# PS3 and Belkin F5D7634-4



## mod2max (Nov 26, 2009)

Hi all,

So the router will let this laptop im on now connect to it and the internet no problem, part from the odd dissconnection but its rare...

Done some reading and apprantly this could be due to the firmware (which i haven't updated) or that fact that the router gets very hot, which mine does.

Never had any problems with it when i first set it up like 2 months ago and the PS3 would always connect and stay connected.

Got a cold air fan blowing on to it now to see if it really makes a difference.

The problem the PS3 is having is sometimes it will let me sign in, but then while i am signed in it will dissconnect then ill try to sign into PSN again and it comes up with a DNS error :S then a while later it will let me sign in again.

What do I do?

Cheers in advance all.


----------



## v12dock (Nov 26, 2009)

Umm I had this issue with my PS3 and my router is WPN824v2, basically all I did was completely reset the connection settings in my PS3 and it worked fine.


----------



## mod2max (Nov 26, 2009)

Hi v12dock and thanks for your reply,

Temped to do that now  see if it will work. Just had the cold air fan on the router while playing a game, went to sign in, worked fine and ...did it almost instantly infact, signed out and in again as a test "connection could not be established" 

So its pwned me in a way which i don't understand again 

Will try reconfiging all the settings soon i think.

Also anyone know where on Belkins website I can get updated firmware for this router?


----------



## Hybrid_theory (Nov 27, 2009)

There's been PS3 problems ive heard from friends where it basically brings down the router whenever they try and download an update. it seems to be certain models like pre 40/80GB releases.

The fix for this is disabling your media server on the ps3. tho mine works and doesnt bring the internet down. but its worth a shot for sure.

I had trouble with DNS when i first got my ps3. i entered the opendns servers instead of my gateway. worked well then.

208.67.222.222 
 208.67.220.220


----------



## mod2max (Nov 27, 2009)

Yeah it is Hybrid_theory lol, I'll try the disabling media server and see if it likes it.

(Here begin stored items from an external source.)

PR #2396, opened 2022-02-03
Fix bundle elements performance regression

jackkoenig:
I previously measured that https://github.com/chipsalliance/chisel3/pull/2306 improved the performance of Chisel3 on a typical large SiFive design by 16%, more careful measurements show that number to actually be **30%**.

**However,** this benefit only comes if the user uses the scalacOption `-P:chiselplugin:genBundleElements` which tells the Chisel compiler plugin to generate `Bundle.elements`. I then tried this typical large SiFive design without that scalacOption and I found Chisel to run 21% **slower**. Considering most users will bump to 3.5.1 and won't apply that new scalacOption immediately (if they ever do), this slowdown is unacceptable.

This PR changes 2 small things:
1. Only call _elementsImpl once in Bundle.elements -- this mitigates most of the slowdown but not all of it. It also speed up the case when folks are using `-P:chiselplugin:genBundleElements` (although probably a very small amount). 
2. Make the reflective `_elementsImpl` use the exact old implementation of `Bundle.elements`, `Bundle.elements` then matches on the output of `_elementsImpl` and just returns immediately when its the reflective implementation.

This appears to fully mitigate the slowdown.

I tested this on SiFive designs as well as by disabling Bundle.elements generation in the chisel3 tests and running `sbt test`.

### Contributor Checklist

No release notes necessary because this feature is not yet released.

#### Type of Improvement

 - bug fix       
 - performance improvement 

#### API Impact

No impact

No impact

#### Desired Merge Strategy

 - Squash

- [ ] Did you review?

### DIFF
--- a/core/src/main/scala/chisel3/Aggregate.scala
+++ b/core/src/main/scala/chisel3/Aggregate.scala
@@ -1208,7 +1208,9 @@ abstract class Bundle(implicit compileOptions: CompileOptions) extends Record {
     * }}}
     */
   final lazy val elements: SeqMap[String, Data] = {
-    val hardwareFields = _elementsImpl.flatMap {
+    // _elementsImpl is a method, only call it once
+    val elementsImpl = _elementsImpl
+    val hardwareFields = elementsImpl.flatMap {
       case (name, data: Data) =>
         if (data.isSynthesizable) {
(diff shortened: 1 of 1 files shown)


chick (approved):
I like the solution

PR #2407, opened 2022-02-10
Add scanLeftOr and scanRightOr utilies

CircuitCoder:
### Contributor Checklist

#### Type of Improvement
new feature/API

#### API Impact
Add utility `LSBOr` and `MSBOr` similar to rocket-chip's `leftOr` and `rightOr`. These functions are generally very useful and can be used to implementing other useful utilities such as bitfield arbitration

N/A

#### Desired Merge Strategy
Rebase

#### Release Notes
Add experimental utility `LSBOr` and `MSBOr`.

- [ ] Did you review?

### DIFF
--- a/integration-tests/src/test/scala/chiselTests/util/experimental/algorithm/Bitwise.scala
+++ b/integration-tests/src/test/scala/chiselTests/util/experimental/algorithm/Bitwise.scala
@@ -2,13 +2,12 @@
 
 import chisel3._
 import chisel3.util._
-import chisel3.experimental.util.algorithm._
 import chiseltest._
 import chiseltest.formal._
 import org.scalatest.flatspec.AnyFlatSpec
 import scala.math.min
 
-class scanLeftOrTestModule(width: Int) extends Module {
+class ScanLeftOrTestModule(width: Int) extends Module {
   val input = IO(Input(UInt(width.W)))
 
   var lsb = false.B
@@ -24,7 +23,7 @@ class scanLeftOrTestModule(width: Int) extends Module {
   assert(testee === ref)
 }
 
-class scanRightOrTestModule(width: Int) extends Module {
+class ScanRightOrTestModule(width: Int) extends Module {
   val input = IO(Input(UInt(width.W)))
 
   val ref = Reverse(scanLeftOr(Reverse(input)))
@@ -34,15 +33,15 @@ class scanRightOrTestModule(width: Int) extends Module {
 }
 
 class scanOrTest extends AnyFlatSpec with ChiselScalatestTester with Formal {
-  "scanLeftOr" should "correctly computes" in {
+  "scanLeftOr" should "compute correctly" in {
     for(i <- 1 to 16) {
-      verify(new scanLeftOrTestModule(i), Seq(BoundedCheck(1)))
+      verify(new ScanLeftOrTestModule(i), Seq(BoundedCheck(1)))
     }
   }
 
-  "scanRightOr" should "correctly computes" in {
+  "scanRightOr" should "compute correctly" in {
     for(i <- 1 to 16) {
-      verify(new scanRightOrTestModule(i), Seq(BoundedCheck(1)))
+      verify(new ScanRightOrTestModule(i), Seq(BoundedCheck(1)))
     }
   }
 }
--- a/integration-tests/src/test/scala/chiselTests/util/experimental/algorithm/Bitwise.scala
+++ b/integration-tests/src/test/scala/chiselTests/util/experimental/algorithm/Bitwise.scala
@@ -8,28 +8,7 @@ import chiseltest.formal._
 import org.scalatest.flatspec.AnyFlatSpec
 import scala.math.min
 
-// Copied from rocket-core
-object RocketImpl {
-  // Fill 1s from low bits to high bits
-  def leftOR(x: UInt): UInt = leftOR(x, x.getWidth, x.getWidth)
-  def leftOR(x: UInt, width: Integer, cap: Integer = 999999): UInt = {
-    val stop = min(width, cap)
-    def helper(s: Int, x: UInt): UInt =
-      if (s >= stop) x else helper(s+s, x | (x << s)(width-1,0))
-    helper(1, x)(width-1, 0)
-  }
-
-  // Fill 1s form high bits to low bits
-  def rightOR(x: UInt): UInt = rightOR(x, x.getWidth, x.getWidth)
-  def rightOR(x: UInt, width: Integer, cap: Integer = 999999): UInt = {
-    val stop = min(width, cap)
-    def helper(s: Int, x: UInt): UInt =
-      if (s >= stop) x else helper(s+s, x | (x >> s))
-    helper(1, x)(width-1, 0)
-  }
-}
-
-class LSBOrTestModule(width: Int) extends Module {
+class scanLeftOrTestModule(width: Int) extends Module {
   val input = IO(Input(UInt(width.W)))
 
   var lsb = false.B
@@ -39,35 +18,31 @@ class LSBOrTestModule(width: Int) extends Module {
     cur
   }
   val ref = VecInit(vec).asUInt
-  val rocketRef = RocketImpl.leftOR(input)
 
-  val testee = LSBOr(input)
+  val testee = scanLeftOr(input)
 
   assert(testee === ref)
-  assert(testee === rocketRef)
 }
 
-class MSBOrTestModule(width: Int) extends Module {
+class scanRightOrTestModule(width: Int) extends Module {
   val input = IO(Input(UInt(width.W)))
 
-  val ref = Reverse(LSBOr(Reverse(input)))
-  val rocketRef = RocketImpl.rightOR(input)
-  val testee = MSBOr(input)
+  val ref = Reverse(scanLeftOr(Reverse(input)))
+  val testee = scanRightOr(input)
 
   assert(testee === ref)
-  assert(testee === rocketRef)
 }
 
-class LSBMSBOrTest extends AnyFlatSpec with ChiselScalatestTester with Formal {
-  "LSBOr" should "correctly computes" in {
+class scanOrTest extends AnyFlatSpec with ChiselScalatestTester with Formal {
+  "scanLeftOr" should "correctly computes" in {
     for(i <- 1 to 16) {
-      verify(new LSBOrTestModule(i), Seq(BoundedCheck(1)))
+      verify(new scanLeftOrTestModule(i), Seq(BoundedCheck(1)))
     }
   }
 
-  "MSBOr" should "correctly computes" in {
+  "scanRightOr" should "correctly computes" in {
     for(i <- 1 to 16) {
-      verify(new MSBOrTestModule(i), Seq(BoundedCheck(1)))
+      verify(new scanRightOrTestModule(i), Seq(BoundedCheck(1)))
     }
   }
 }
--- a/integration-tests/src/test/scala/chiselTests/util/experimental/algorithm/Bitwise.scala
+++ b/integration-tests/src/test/scala/chiselTests/util/experimental/algorithm/Bitwise.scala
@@ -1,0 +1,45 @@
+import chisel3._
+import chisel3.util._
+import chisel3.experimental.util.algorithm._
+import chiseltest._
+import chiseltest.formal._
+import org.scalatest.flatspec.AnyFlatSpec
+
+class LSBOrTestModule(width: Int) extends Module {
+  val input = IO(Input(UInt(width.W)))
+
+  var lsb = false.B
+  val vec = for(b <- input.asBools) yield {
+    val cur = b || lsb
+    lsb = cur
+    cur
+  }
+  val ref = VecInit(vec).asUInt
+
+  val testee = LSBOr(input)
+
+  assert(testee === ref)
+}
+
+class MSBOrTestModule(width: Int) extends Module {
+  val input = IO(Input(UInt(width.W)))
+
+  val ref = Reverse(LSBOr(Reverse(input)))
+  val testee = MSBOr(input)
+
+  assert(testee === ref)
+}
+
+class LSBMSBOrTest extends AnyFlatSpec with ChiselScalatestTester with Formal {
+  "LSBOr" should "correctly computes" in {
+    for(i <- 1 to 16) {
+      verify(new LSBOrTestModule(i), Seq(BoundedCheck(1)))
+    }
+  }
+
+  "MSBOr" should "correctly computes" in {
+    for(i <- 1 to 16) {
+      verify(new MSBOrTestModule(i), Seq(BoundedCheck(1)))
+    }
+  }
+}
--- a/integration-tests/src/test/scala/chiselTests/util/experimental/algorithm/Bitwise.scala
+++ b/integration-tests/src/test/scala/chiselTests/util/experimental/algorithm/Bitwise.scala
@@ -1,3 +1,5 @@
+// SPDX-License-Identifier: Apache-2.0
+
 import chisel3._
 import chisel3.util._
 import chisel3.experimental.util.algorithm._
--- a/integration-tests/src/test/scala/chiselTests/util/experimental/algorithm/Bitwise.scala
+++ b/integration-tests/src/test/scala/chiselTests/util/experimental/algorithm/Bitwise.scala
@@ -6,6 +6,28 @@ import chisel3.experimental.util.algorithm._
 import chiseltest._
 import chiseltest.formal._
 import org.scalatest.flatspec.AnyFlatSpec
+import scala.math.min
+
+// Copied from rocket-core
+object RocketImpl {
+  // Fill 1s from low bits to high bits
+  def leftOR(x: UInt): UInt = leftOR(x, x.getWidth, x.getWidth)
+  def leftOR(x: UInt, width: Integer, cap: Integer = 999999): UInt = {
+    val stop = min(width, cap)
+    def helper(s: Int, x: UInt): UInt =
+      if (s >= stop) x else helper(s+s, x | (x << s)(width-1,0))
+    helper(1, x)(width-1, 0)
+  }
+
+  // Fill 1s form high bits to low bits
+  def rightOR(x: UInt): UInt = rightOR(x, x.getWidth, x.getWidth)
+  def rightOR(x: UInt, width: Integer, cap: Integer = 999999): UInt = {
+    val stop = min(width, cap)
+    def helper(s: Int, x: UInt): UInt =
+      if (s >= stop) x else helper(s+s, x | (x >> s))
+    helper(1, x)(width-1, 0)
+  }
+}
 
 class LSBOrTestModule(width: Int) extends Module {
   val input = IO(Input(UInt(width.W)))
@@ -17,19 +39,23 @@ class LSBOrTestModule(width: Int) extends Module {
     cur
   }
   val ref = VecInit(vec).asUInt
+  val rocketRef = RocketImpl.leftOR(input)
 
   val testee = LSBOr(input)
 
   assert(testee === ref)
+  assert(testee === rocketRef)
 }
 
 class MSBOrTestModule(width: Int) extends Module {
   val input = IO(Input(UInt(width.W)))
 
   val ref = Reverse(LSBOr(Reverse(input)))
+  val rocketRef = RocketImpl.rightOR(input)
   val testee = MSBOr(input)
 
   assert(testee === ref)
+  assert(testee === rocketRef)
 }
 
 class LSBMSBOrTest extends AnyFlatSpec with ChiselScalatestTester with Formal {
--- a/src/main/scala/chisel3/experimental/util/algorithm/Bitwise.scala
+++ b/src/main/scala/chisel3/experimental/util/algorithm/Bitwise.scala
@@ -25,6 +25,7 @@ object scanLeftOr {
     helper(1, data)(width - 1, 0)
   }
 }
+/** Map each bits to logical or of itself and all bits with higher index. 
   * Here `scanRight` means "start at the right and look to the left, where right is the highest index", a common operation on arrays and lists.
   * This is consistent with the `right` as in "shift right" performed on bits, which means "start at the left (most significant bit) and move to the right".
   * @example {{{
--- a/src/main/scala/chisel3/experimental/util/algorithm/Bitwise.scala
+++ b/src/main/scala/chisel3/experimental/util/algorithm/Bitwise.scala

Also I'm using that DNS as it happens lol, tried the one from my ISP aswell, seems to give the same result everytime :/

Got the PS3 running on a BT Home Hub at my friends place atm, and it and everything works 100% perfect... which is rather annoying.


----------



## Hybrid_theory (Nov 27, 2009)

you on wireless or wired?

cause i think my friend who has the slim had to disable his media server as well. hes on wireless.

i have media server on and im on wireless. its possible the bell routers just like me. or u need a firmware update first for the ps3 (but after reading your first post again maybe the ps3 is fully updated).


----------



## mod2max (Nov 27, 2009)

Yeah it is on wireless here and at home, will try disabling the server when i get it home and back on my router :/

Where do i get the firmware updates from   ? I've looked on the u.s bell.......kin support website and my model isnt listed there... couldnt find an archive or anyhting.


----------



## Hybrid_theory (Nov 27, 2009)

mod2max said:


> Yeah it is on wireless here and at home, will try disabling the server when i get it home and back on my router :/
> 
> Where do i get the firmware updates from   ? I've looked on the u.s bell.......kin support website and my model isnt listed there... couldnt find an archive or anyhting.



ive only dealt with linksys firmware updates. and they have em on their website.

stupid belkin


----------